TNF inhibitors include:
- Adalimumab
- Etanercept
- Infliximab
- Golimumab
Other non-TNF biologics, such as the B-cell depleting agent Rituximab, are not recommended, particularly in the third trimester where they can suppress the neonatal B-cell count. Abatacept, a selective T-cell co-stimulation modulator, is generally discontinued before conception due to limited safety data. The newer class of small-molecule Targeted Synthetic DMARDs, known as Janus Kinase (JAK) inhibitors (Tofacitinib and Baricitinib), are also not recommended for use in pregnancy. These drugs should be stopped at least four weeks prior to attempting conception, as they cross the placenta easily and lack sufficient data to guarantee fetal safety.
Strategic Management of Rheumatoid Arthritis During Pregnancy
A coordinated strategy is necessary to ensure the best outcomes for both mother and baby, starting long before conception. Pre-conception counseling is the time to switch patients from contraindicated medications to pregnancy-compatible alternatives like Hydroxychloroquine or Sulfasalazine. Achieving low disease activity or remission for at least three to six months prior to conception is essential, as active disease is a significant risk factor for adverse pregnancy outcomes.
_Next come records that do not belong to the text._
PR #4481, opened 2021-11-12
Switch to snake-casing for config map properties

dprotaso:
- update casing for serving's config-deployment
- update casing for serving's config-network

Part of https://github.com/knative/serving/issues/7300

### DIFF
--- a/docs/serving/using-auto-tls.md
+++ b/docs/serving/using-auto-tls.md
@@ -217,7 +217,7 @@ in the `knative-serving` namespace to reference your new `ClusterIssuer`.
 
 Update the
 [`config-network` ConfigMap](https://github.com/knative/serving/blob/main/config/core/configmaps/network.yaml)
-in the `knative-serving` namespace to enable `auto-tls`and specify how HTTP
+in the `knative-serving` namespace to enable `auto-tls` and specify how HTTP
 requests are handled:
 
 1.  Run the following command to edit your `config-network` ConfigMap:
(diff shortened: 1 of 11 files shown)


docs/serving/using-auto-tls.md
```diff
@@ -217,7 +217,7 @@ in the `knative-serving` namespace to reference your new `ClusterIssuer`.
 
 Update the
 [`config-network` ConfigMap](https://github.com/knative/serving/blob/main/config/core/configmaps/network.yaml)
-in the `knative-serving` namespace to enable `autoTLS`and specify how HTTP
+in the `knative-serving` namespace to enable `auto-tls`and specify how HTTP
```
snneji, line 220:
```suggestion
in the `knative-serving` namespace to enable `auto-tls` and specify how HTTP
```

snneji (changes requested):
Looks good. Just a few minor things I noticed for consistency. 

1. Should `autoTLS` always be `auto-tls`? I noticed a few of the former still remain in the docs. 
1. Just to confirm, this is only for  ConfigMaps right. There are a few occasions, for example, with `rollout-duration` where it is in camel case for the operator, but not for the config map.

dprotaso:
> Should autoTLS always be auto-tls? I noticed a few of the former still remain in the docs.

I'll defer to you - the style guide has `autoTLS` as the preferred use. I just updated the PR so it's consistent.

> Just to confirm, this is only for ConfigMaps, right? 

Yes

> There are a few occasions, for example, with rollout-duration where it is in camel case for the operator, but not for the config map.

`spec` properties in the operator YAML should be `camelCase` - that's the general convention.

snneji (approved):

PR #184, opened 2015-04-10
Feature/us1201 one time giving bank info

IngageRitterS:


crossroads.net/app/give/bankAccountNumber.directive.js
```diff
@@ -0,0 +1,19 @@
...
+(function () {
+
+  module.exports = function () {
+
+        return {
+            restrict: "A",
+            require: 'ngModel',
+            link: function(scope, element, attrs, ngModel){
+                ngModel.$validators.invalidAccount = function (value) {
+                   var validAccount = /^[1-30]\d*$/;
```
IngageKrizJ: Is this supposed to match 1-30 numerics?  If so, I think that pattern needs to be something like "^[0-9]{1,30}$"

crossroads.net/app/give/routingTransitNumber.directive.js
```diff
@@ -0,0 +1,21 @@
...
+(function () {
+
+  module.exports = function () {
+
+        return {
+            restrict: "A",
+            require: 'ngModel',
+            link: function(scope, element, attrs, ngModel){
+                ngModel.$validators.invalidRouting = function (value) {
+                   var validRtn = /^[1-9]\d*$/;
```
IngageKrizJ: "^[0-9]{9}$" would match

PR #196, opened 2015-04-16
Feature/us1114 icon indicator

silbermm:
We created a directive to show the correct icon on the persons tab.


IngageBrewerM:
Code looks good, so :+1: to merge.  Wondering if there can be any protractor tests written around this?

PR #197, opened 2015-04-16
Feature/us1184

saylormic:


crossroads.net/app/mytrips/mytrips.html
```diff
@@ -0,0 +1,245 @@
+<div class="col-sm-10 col-sm-offset-1 my-trip">
+    <div class="row">
+        <h1>My Trips</h1>
+        <h2 class="subheading">Whether it’s New Orleans or India, we leave our own neighborhoods to be in others.</h2>
+
+
+
+        <div class="col-md-12 row">
```
bzmillerboy: You can't add a col and row class to the same element, this will cause all kinds of problems. Place "row" in it's own div.

crossroads.net/app/mytrips/mytrips.html
```diff
@@ -0,0 +1,245 @@
...
+            <div class="card-item" data-category="view">
+                <!-- card heading -->
+                <div class="card-header card-background-dark clearfix">
+                    <div class="col-sm-10 col-xs-8">
```
bzmillerboy: This is a nested col but there is no parent row, you should add a row when nesting col.

crossroads.net/app/mytrips/mytrips.html
```diff
@@ -0,0 +1,245 @@
...
+                        <p class="small text-muted trip-date">July 7 - July 27, 2015</p>
+                    </div>
+                    <div class="col-sm-2 col-xs-4 text-center hard-right days-left">
+                        <div class="card-row card-heading text-danger">35</div>
+                        <p>days left</p>
+                    </div>
+                </div>
+                <!-- /card heading -->
+                <div class="col-xs-12 col-top">
+                    <div class="card-header">
```
bzmillerboy: This probably needs to be a nested col. It's not incasing all of it's elements which is hiding the "Hide/Show" button.

PR #229, opened 2015-04-27
Feature/us1209 one time give new registration

IngageRitterS:
Can someone please review - @silbermm @andycanterbury @IngageMaddoxT @shankx50


crossroads.net/app/give/account.html
```diff
@@ -6,7 +6,47 @@
...
+	    <div id="existingEmail" growl inline="true" reference="{{give.emailAlreadyRegisteredGrowlDivRef}}" limit-messages="1"></div>
+
+  		<div class="form-group" >
+		    <div class="btn-group btn-group-sm account-type form-group" role="group">
+		        <button type="button" class="btn btn-ghost" ng-model="give.view" btn-radio="'bank'">Bank Account</button>
+		        <button type="button" class="btn btn-ghost" ng-model="give.view" btn-radio="'cc'">Credit Card</button>
+		    </div>
+
+		    <span>
+		        <a href="#/confidentiality-and-security/" target="_blank">
```
silbermm: can we use ui-sref here? this way, if we ever change the url (in the routes config) this link won't break

crossroads.net/app/give/give_controller.js
```diff
@@ -90,12 +175,17 @@
             }
         }
 
+        vm.routingError = function() {
+            return (vm.bankinfoSubmitted && $scope.giveForm.accountForm.routing.$error.invalidRouting && $scope.giveForm.accountForm.$invalid  ||
+                $scope.giveForm.accountForm.routing.$error.invalidRouting && $scope.giveForm.accountForm.routing.$dirty)
+        };
+
         vm.submitBankInfo = function() {
```
silbermm: can we add a comment to the file, or each function that changes state, that it first looks at the stateChangeStart and prevents changing state if there is an error. I remember looking at this on Friday with @IngageBrewerM and we all didn't know how the state change got rejected.

crossroads.net/app/give/login.html
```diff
@@ -1,15 +1,15 @@
 <div class="btn-group btn-group-justified" role="group">
-    <a type="button" class="btn btn-ghost active" role="button">Login</a>
+    <a type="button" class="btn btn-ghost active"  role="button">Login</a>
     <a type="button" class="btn btn-ghost" role="button" ui-sref="give.account">Give as Guest</a>
 </div>
 
 <h1>Login</h1>
 <p class="subheading">Login to have your payment information saved and receive a quarterly statement. If you don't already have an account,
-    <a href="" ui-sref="give.register">create an account</a>.
+    <a href="#/register" >create an account</a>.
```
silbermm: This should use ui-sref

silbermm:
*In GiveController I noticed that Profile is being injected and not being used. 
*To do injections we have switched to using the $inject method highlighted here https://github.com/crdschurch/angular-styleguide#manually-identify-dependencies
*getCookies does not appear to be needed in GiveController
*The give module is just named `give` . I think it's best to call it `crossroads.give` because give is such a common word that it could possible cause collisions. This should be true of all of our modules. 
*the file names for the validation directives are not named that same as the directive i.e(invalidZip is in a file called zipCode.validation.directive) this is rather confusing. The filename should match the directive name i.e (invalidZip.validation.directive)
*Do the creditCardInfo, bankInfo, donationConfirmation, donationDetails need to have their own module respectively? Can't they all live under the give module? If they remain their own modules, I recommend calling them `crossroads.give.ccInfo`, `crossroads.give.bankInfo`, `crossroads.give.donationConfirmation` and `crossroads.give.donationDetails`

PR #231, opened 2015-04-28
Participant Service: restricted search for participant by contact id to ...

IngageMaddoxT:
...first column of results.

Moved Get Participant call high in call chain to reduce duplicate calls.


Gateway/MinistryPlatform.Translation.Test/Services/ParticipantServiceTest.cs
```diff
@@ -30,7 +30,7 @@ public void GetParticipantByParticipantId()
             const int contactId = 99999;
 
             const string viewKey = "ParticipantByContactId";
-            var searchString = contactId.ToString();
+            var searchString = contactId.ToString() + ",";
```
silbermm: if you concat something to contactId with a `+`, do you still need to explicitly call toString()?

PR #233, opened 2015-04-28
Feature/us1244 retrieve available programs

shankx50:
@mattbrewer


IngageRitterS:
These changes should be made across the board for all other directives within 'give'

PR #234, opened 2015-04-29
Feature/us1231 migrate sql

danrye:


CI/updateSQLScriptEntries.ps1
```diff
@@ -0,0 +1,31 @@
...
+		$exitCode = $LASTEXITCODE
+	}
+  	$output = & sqlcmd -S mp-int-db.cloudapp.net -b -Q "Update [MinistryPlatform].[dbo].[cr_Scripts] set executed=1 where [MD5] = '$hash'"
+	if($LASTEXITCODE -ne 0){
+		echo "Error: $output"
+		$exitCode = $LASTEXITCODE
+	}
+  }
+}
+
```
IngageKrizJ: So if we have scripts like 1.sql, 2.sql, and 3.sql (in that order), and assume 1.sql works, 2.sql has errors, and 3.sql works, won't this exit with a successful exit code, and build will be green?  Even though 2.sql failed, the last exit code (from 3.sql) will be success.  Unless I'm missing something...

danrye: I don't believe so, because we only init exit code to 0, so if it ever gets set, it's getting set to 1... all the other sets are in a if($LASTEXITCODE -ne 0){

IngageKrizJ: Ah, I see that now - sorry, it's late, and my mind is going to mush looking at SSRS...

PR #235, opened 2015-04-29
Feature/us1140 filter rsvp

IngageMaddoxT:
@silbermm


Gateway/crds-angular/Controllers/API/ServeController.cs
```diff
@@ -39,6 +39,7 @@ public IHttpActionResult GetFamilyServeDays()
                 try
                 {
                     var servingDays = _serveService.GetServingDays(token);
+                    //var servingDays = MockResponseForFrontEndTesting();
```
silbermm: comment left in the code?

Gateway/crds-angular/Controllers/API/ServeController.cs
```diff
@@ -95,5 +96,243 @@ public IHttpActionResult SaveRsvp([FromBody] SaveRsvpDto saveRsvp)
                 return this.Ok();
             });
         }
+
+
+
+        //for testing only
+        private List<ServingDay> MockResponseForFrontEndTesting()
```
silbermm: is this still being used?

silbermm:
I think the JS looks good and there are the correct tests, but do you still need all of the fake data in the controller still?

PR #251, opened 2015-04-30
Feature/us883 deploy config

IngageMaddoxT:


Gateway/common.config
```diff
@@ -1,6 +1,9 @@
 ﻿<?xml version="1.0" encoding="utf-8"?>
 <appSettings>  
   <!--Below are codes reflecting the respective pages on MP-->
+  <add key="test2" value="2"/>
+  <add key="test3" value="3"/>
+  <add key="test4" value="6"/>
```
andycanterbury: Do these need to stay in the config or can the be removed before merging?

Gateway/crds-angular.sln
```diff
@@ -20,11 +20,6 @@ Project("{FAE04EC0-301F-11D3-BF4B-00C04F79EFBC}") = "MinistryPlatform.Translatio
 EndProject
 Project("{FAE04EC0-301F-11D3-BF4B-00C04F79EFBC}") = "MinistryPlatform.Models", "MinistryPlatform.Models\MinistryPlatform.Models.csproj", "{CD41507E-91AC-4C60-96E2-5CAC25F49A76}"
 EndProject
-Project("{2150E333-8FDC-42A3-9474-1A3956D46DE8}") = "Solution Items", "Solution Items", "{7E3D7A92-C17E-4F71-AA49-6905A09FAE3E}"
-	ProjectSection(SolutionItems) = preProject
-		common.config = common.config
```
andycanterbury: This removes common.config from the solution but does it also need to be removed the repo? No point in keeping an unused file?

PR #258, opened 2015-05-01
Defect/de147 donation details refactor

shankx50:
The main goal of this defect is to make sure that the list of programs is first received from MP, before the donation details directive is rendered. Since there is no logic left in the directive, I deleted the jasmine test. The protractor test is covering everything.


crossroads.net/app/app.js
```diff
@@ -171,9 +171,10 @@ var _ = require('lodash');
     .directive("emptyToNull", require('./shared/emptyToNull.directive.js'))
     .directive("stopEvent", require('./shared/stopevent.directive.js'))
     .directive("requireMultiple", require('./shared/requireMultiple.directive.js'))
-    .directive("svgIcon", require('./shared/svgIcon.directive.js'));
+    .directive("svgIcon", require('./shared/svgIcon.directive.js'))
+    .directive("naturalNumber", require('./give/directives/naturalNumber.validation.directive.js'));
```
silbermm: Why add naturalNumber directive here? Shouldn't it be in the index.js of the give module?

crossroads.net/app/routes.js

RA disease activity frequently improves in 40 to 70 percent of women during the second and third trimesters, often attributed to hormonal changes. However, up to 90 percent of women will experience a flare in the postpartum period, typically within the first few months after delivery. Managing a flare during pregnancy relies on the use of low-dose corticosteroids or non-biologic DMARDs that have been deemed safe.
Postpartum management is important due to the high risk of disease flare, which can severely impact a new mother’s ability to care for her infant. Many anti-rheumatic medications, including Hydroxychloroquine, Prednisone, and Sulfasalazine, are considered compatible with breastfeeding. If pain relief is needed, ibuprofen is the preferred NSAID for breastfeeding mothers. Maintaining continuous disease control requires coordinating care among a specialized team of providers.